> Information given
PR #5766, opened 2023-07-21
fix(react-query): types for useSuspenseInfiniteQuery

manudeli:
related with https://github.com/TanStack/query/pull/5739

# Add types for useSuspenseInfiniteQuery like useSuspenseQuery
1. UseSuspenseInfiniteQueryOptions
2. UseSuspenseInfiniteQueryResult

### DIFF
--- a/packages/react-query/src/types.ts
+++ b/packages/react-query/src/types.ts
@@ -6,6 +6,7 @@ import type {
   DefinedQueryObserverResult,
   InfiniteQueryObserverOptions,
   InfiniteQueryObserverResult,
+  InfiniteQueryObserverSuccessResult,
   MutateFunction,
   MutationObserverOptions,
   MutationObserverResult,
@@ -66,6 +67,25 @@ export interface UseInfiniteQueryOptions<
     'queryKey'
   > {}
 
+export interface UseSuspenseInfiniteQueryOptions<
+  TQueryFnData = unknown,
+  TError = DefaultError,
+  TData = TQueryFnData,
+  TQueryData = TQueryFnData,
+  TQueryKey extends QueryKey = QueryKey,
+  TPageParam = unknown,
+> extends Omit<
+    UseInfiniteQueryOptions<
+      TQueryFnData,
+      TError,
+      TData,
+      TQueryData,
+      TQueryKey,
+      TPageParam
+    >,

> Your instructions
Taking the material above as a whole, how many of its lines contain "extends"? The reply should be that number alone.

> Expected answer
2